# Reference Bible Choice



## Osage Bluestem (Oct 19, 2009)

Hi. I have the oppourtunity to get my first really well made bible this year, and I plan to take it. 

I have always wanted a Thompson Chain Reference, hand size, leather, thumb index....etc and had pretty much decided to get one. However, I looked at some Cambridge bibles recently and thought they were pretty nice as well. They feel good in your hand and smell nice as well.

Here is my question, what is the difference between the cambridge center column reference and the thompson chain reference? Which reference system is more useful? If you were going to spend the money for one really good bible to use as your primary which would you go with? Thompson from Kirkbride in black leather or Cambridge center column in calf or goat skin? 
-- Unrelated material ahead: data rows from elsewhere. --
PR #1173, opened 2024-05-24
fix: make sure we clean up data in redis for late spans

VinozzZ:

This PR fixes multiple issues when dealing with late spans.
- updating late span counts in decision cache
- make sure late span data in redis gets cleaned up
- make sure key span list in redis is cleaned up if the trace decision is made through stress relief
-  make sure expired traces in span cache is cleaned up regardless their state

- create `SpanRecorder` interface so that both `types.Span` and `centralstore.Span` can be recorded in cuckoo cache
- add expiration time for `addStatus`, `storeSpans`, and `incrementSpanCount` queries
- make sure `cleanupTraces` retrieves state for a trace in spancache regardless which state the trace is in

-

### DIFF
--- a/centralstore/centralstore.go
+++ b/centralstore/centralstore.go
@@ -24,7 +24,7 @@ type CentralSpan struct {
 	IsRoot          bool
 }
 
-// can you come up with another name for this fucntion?
+// Trace returns the trace ID of the span.
 func (s *CentralSpan) Trace() string {
 	return s.TraceID
 }
--- a/centralstore/centralstore.go
+++ b/centralstore/centralstore.go
@@ -47,6 +47,10 @@ func (s *CentralSpan) SetSamplerSelector(key string) {
 
 type CentralTraceState string
 
+// AllTraceStates is a list of all possible trace states.
+var AllTraceStates = []CentralTraceState{DecisionKeep, DecisionDrop, Unknown, Collecting,
+	DecisionDelay, ReadyToDecide, AwaitingDecision}
+
 const (
 	Unknown          CentralTraceState = "unknown"
 	Collecting       CentralTraceState = "collecting"
--- a/centralstore/centralstore.go
+++ b/centralstore/centralstore.go
@@ -24,6 +24,15 @@ type CentralSpan struct {
 	IsRoot          bool
 }
 
+// can you come up with another name for this fucntion?
+func (s *CentralSpan) Trace() string {
+	return s.TraceID
+}
+
+func (s *CentralSpan) SpanType() types.SpanType {
+	return s.Type
+}
+
 func (s *CentralSpan) Fields() map[string]interface{} {
 	if s.KeyFields == nil {
 		return s.AllFields
--- a/centralstore/redis_store.go
+++ b/centralstore/redis_store.go
@@ -623,8 +623,8 @@ func (r *RedisBasicStore) getTraceStates(ctx context.Context, conn redis.Conn, s
 	defer span.End()
 
 	var cacheHitCount int
-	notFound := make([]string, 0)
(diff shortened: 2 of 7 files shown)


centralstore/redis_store.go
```diff
@@ -984,12 +999,14 @@ func (t *tracesStore) incrementSpanCounts(ctx context.Context, conn redis.Conn,
 	})
 	defer spanInc.End()
 
-	cmds := make([]redis.Command, len(spans))
-	for i, s := range spans {
-		cmds[i] = t.incrementSpanCountsCMD(s.TraceID, s.Type)
+	commands := make([]redis.Command, 2*len(spans))
+	for i := 0; i < len(commands); i += 2 {
+		span := spans[i/2]
```
kentquirk, line 1004: I don't think i/2 is right -- don't you want i+1?

collect/central_collector.go
```diff
@@ -668,6 +668,17 @@ func (c *CentralCollector) cleanupTraces(ctx context.Context) {
...
 	}
+	for _, t := range ids {
+		trace := c.SpanCache.Get(t)
+		if trace == nil {
+			continue
+		}
+		data := make(map[string]interface{}, 0)
+		data["trace_id"] = t
+		data["arrival_time"] = trace.ArrivalTime
+		data["span_coutn"] = len(trace.GetSpans())
```
kentquirk, line 679: spelling of `span_count`

And should these be `meta` fields?

collect/central_collector_test.go
```diff
@@ -186,7 +186,7 @@ func TestCentralCollector_ProcessTraces(t *testing.T) {
 				assert.Equal(t, numberOfTraces*10, len(transmission.Events))
 				assert.Equal(t, "aoeu", transmission.Events[0].Dataset)
 				assert.Equal(t, "test", transmission.Events[0].Environment)
-				assert.Equal(t, TraceSendGotRoot, transmission.Events[0].Data["meta.refinery.send_reason"])
+				assert.Equal(t, TraceSendGotRoot, transmission.Events[0].Data["meta.refinery.send_reason"], transmission.Events[0])
```
kentquirk, line 189: maybe this wants to be a format string with a message instead of  just an extra parameter?

centralstore/centralstore.go
```diff
@@ -24,6 +24,15 @@ type CentralSpan struct {
 	IsRoot          bool
 }
 
+// can you come up with another name for this fucntion?
+func (s *CentralSpan) Trace() string {
```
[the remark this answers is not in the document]
VinozzZ: Unfortunately, `CentralSpan` already has an exported field named `TraceID`

centralstore/redis_store.go
VinozzZ: This is so that each span in the spans list is looped through. For each span, there are two commands to add to the commands list. I believe `i/2` will allow me to loop through each span in the spans list

collect/central_collector.go
VinozzZ: Ooops, this is my debugging code lol

collect/central_collector_test.go
VinozzZ: I didn't mean to commit this

centralstore/redis_store.go
kentquirk: Ah, now I see it. Thanks.

centralstore/centralstore.go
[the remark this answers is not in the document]
kentquirk: Maybe GetTraceID? Or leave it as Trace, it's fine. In either case, please remove the comment.

kentquirk (approved):
Just clean up that one thing and it's good.

PR #1175, opened 2024-05-29
fix: return when gossip channel is closed

VinozzZ:

Test are flaky when using in-memory gossiper due to race condition on shutdown.  

- If the `g.gossipCh` is closed, Refinery should return instead of keep processing the value


kentquirk (approved):
Ohhhhh, now I see how message could be empty - it's a slice of bytes so it could be nil!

I already have good study bibles, I am looking for a good reference bible not a study bible with biased notes. I want a good reference bible but I want a good quality bible as well for use as my primary reading bible that I take with me, something durable and reliable that I can use in every situation and mark up for years to come.


Thoughts?


----------



## Backwoods Presbyterian (Oct 19, 2009)

I love my Thomson-Chain NKJV. It is an extremely durable bible and it has been a wonderful tool.


----------



## Osage Bluestem (Oct 19, 2009)

Backwoods Presbyterian said:


> I love my Thomson-Chain NKJV. It is an extremely durable bible and it has been a wonderful tool.



Is it easy to master? I have always wanted one, but it does look a bit confusing. I have looked through my grandfather's old one at his house and the ones at the book stores but I'm still not exactly clear on how to use it properly.

Do you think the reference provided by thompson is more useful than the cambridge center column?


----------



## Grillsy (Oct 19, 2009)

Have you tried Scofield's reference bi...oh wait.


----------



## Peairtach (Oct 19, 2009)

A lot of people round the PB are recommending the ESV Study Bible, and I aim to check it out, DV.

I have the Thompson KJV, which I don't use alot, but I should take it off the shelf.

The Thompson Chain Reference Bible Store - TheStudyBible.com

I have the Newberry KJV Interlinear Englishman's Bible which brings out the nuances of the text. I use it quite abit.

Thomas Newberry - Wikipedia, the free encyclopedia

http://www.newblehome.co.uk/newberry/penfold.html

You can get this and some other Bibles with a wide margin or inter-leaved with blanks that you can scribble your wisdom on.

I have the NIV "Pocket" Study Bible -the notes are very good.

I have the New Open NKJV Bible - good notes.

The Alfred Marshall Interlinear New Testament.

The Archaeology Study Bible, NIV, Zondervan - good for archaeology.

How God has blessed us - some more than others - with the richness and riches of His Word at this point in history especially!

We truly are a blessed people, that know the joyful sound of the Lord's Salvation!


----------



## David (Oct 19, 2009)

If you were wondering what the two Bibles look like, ChristianBook.com has scanned previews for practically all the ones they stock. I found it extremely handy in finding a King James Version that had section headings, like modern translations do, so it might help you decide which Bible to go for.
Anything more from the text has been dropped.